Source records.
PR #84, opened 2015-09-16
ARC Parser

tofu-rocketry:
These changes add a basic ARC parser to APEL.

Note that ARC produces one accounting record per file, and that they contain enough information to produce a job record directly, so this influences where the ARC parser can fit in with our existing code without too many changes.

You may want to use [this link](https://github.com/apel/apel/compare/dev...tofu-rocketry:arc-parser?diff=unified&name=arc-parser&w=1) to view the diff with whitespace changes ignored. (Mainly for `bin/parser.py` which has a lot of the extant code indented into an `else:` block.)

### DIFF
--- a/apel/common/datetime_utils.py
+++ b/apel/common/datetime_utils.py
@@ -47,10 +47,16 @@ def parse_timestamp(datetime_string):
     '''
     Parse timestamp encoded as a string in various forms.  Return
     a TZ-unaware datetime object, which is in UTC.
-    
+
     If timezone information is not present in the string, it
-    assumes that the timezone is UTC.  
+    assumes that the timezone is UTC.
     '''
+
+    # If format is YYYYMMDDhhmmssZ (no T) add time designator so it is strictly
+    # compliant with ISO 8601. (Some versions of iso8601 module are fussy.)
+    if re.match(r'[0-9]{14}Z', datetime_string) is not None:
+        datetime_string = datetime_string[:8] + 'T' + datetime_string[8:]
+
     dt = iso8601.parse_date(datetime_string)
     utcdt = dt.astimezone(iso8601.iso8601.UTC)
     # internal representation of datetimes is UTC without timezones
--- a/apel/parsers/arc.py
+++ b/apel/parsers/arc.py
@@ -3,7 +3,7 @@ from apel.db.records.job import JobRecord
 from apel.parsers import Parser
 
 
-class ArcParser(Parser):
+class ARCParser(Parser):
     """
     Parser for ARC accounting records.
 
@@ -12,7 +12,10 @@ class ArcParser(Parser):
     """
     def parse_arc_file(self, arcfile):
         """
-        Takes an open ARC accounting file object and returns a JobRecord.
+        Parse an ARC accounting file.
+
+        Takes an open ARC accounting file object and returns a JobRecord and the
+        number of lines in it.
         """
         arcjob = {}
         lines = 0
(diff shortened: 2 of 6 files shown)


apel/common/datetime_utils.py
```diff
@@ -47,10 +47,16 @@ def parse_timestamp(datetime_string):
...
-    
+
     If timezone information is not present in the string, it
-    assumes that the timezone is UTC.  
+    assumes that the timezone is UTC.
     '''
+
+    # If format is YYYYMMDDhhmmssZ (no T) add time designator so it is strictly
+    # compliant with ISO 8601. (Some versions of iso8601 module are fussy.)
+    if re.match(r'[0-9]{14}Z', datetime_string) is not None:
```
kjopek: Shall we use regexp like:
``r^[0-9]{14}Z`` instead of the one above? It currently accepts every text containing YYYYMMDDhhmmssZ but it should accept only one starting with date.

apel/parsers/arc.py
```diff
@@ -0,0 +1,72 @@
...
+        arcjob = {}
+        lines = 0
+        for line in arcfile:
+            # Remove any leading or trailing whitespace including newlines.
+            line = line.strip()
+            lines += 1
+            key, value = line.split('=', 1)
+            arcjob[key] = value
+
+        if lines == 0 or 'status' not in arcjob or arcjob['status'] != "completed":
```
kjopek: This condition can be rewritten as:
``if lines == 0 or arcjob.get('status') != "completed":``

apel/parsers/arc.py
```diff
@@ -0,0 +1,72 @@
...
+            # Empty file, incomplete job, or failed job (respectively)
+            return None, lines
+
+        arcjob['accounting_options'] = self.parse_accounting_options(arcjob['accounting_options'])
+
+        apeljob = {}
```
kjopek: This could be rewritten as:
``apeljob = {
   'Site': arcjob['accounting_options']['gocdb_name'],
   'SubmitHost': arcjob['headnode']
``
and so on. There is a lot of repetitions of word 'apeljob'.

test/test_arc.py
```diff
@@ -0,0 +1,112 @@
...
+        incomplete_job = StringIO.StringIO(incomplete)
+
+        record, lines = self.parser.parse_arc_file(incomplete_job)
+        self.assertEqual(record, None)
+        self.assertNotEqual(lines, 0)
+
+        incomplete_job.close()
+
+
+complete = r"""loggerurl=APEL:http://mq.cro-ngi.hr:6162
```
kjopek: Why this string starts with r? It does not look like regular expression.

apel/parsers/arc.py
```diff
@@ -0,0 +1,72 @@
...
+        The ARC to APEL mapping used can be found in the JURA souce code here:
+        http://svn.nordugrid.org/trac/nordugrid/browser/arc1/trunk/src/services/a-rex/jura/arexlog2ur.txt
+        """
+        arcjob = {}
+        lines = 0
+        for line in arcfile:
+            # Remove any leading or trailing whitespace including newlines.
+            line = line.strip()
+            lines += 1
+            key, value = line.split('=', 1)
```
gregcorbett: Would be useful to explain why we only split on the first `=`.

test/test_arc.py
```diff
@@ -0,0 +1,112 @@
...
+        """
+        invalid_file = StringIO.StringIO("valid=line\ninvalid line")
+
+        self.assertRaises(ValueError, self.parser.parse_arc_file, invalid_file)
+
+        invalid_file.close()
+
+    def test_parse_incomplete_job(self):
+        """
+        Test that the parser returns None and >0 for an incomplete job.
```
gregcorbett: Returns `>0`? Not just `0`?

tofu-rocketry: Ah, it's not that this function returns 0, but it's checking that another function returns `None` for one value of a tuple and a value greater than 0 for the other. That could be clearer.

gregcorbett (changes requested):
See comments

tofu-rocketry:
No need for this any more.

Work request. Report how many lines of the data hold the string "apeljob"; give only the number.

Answer space. 3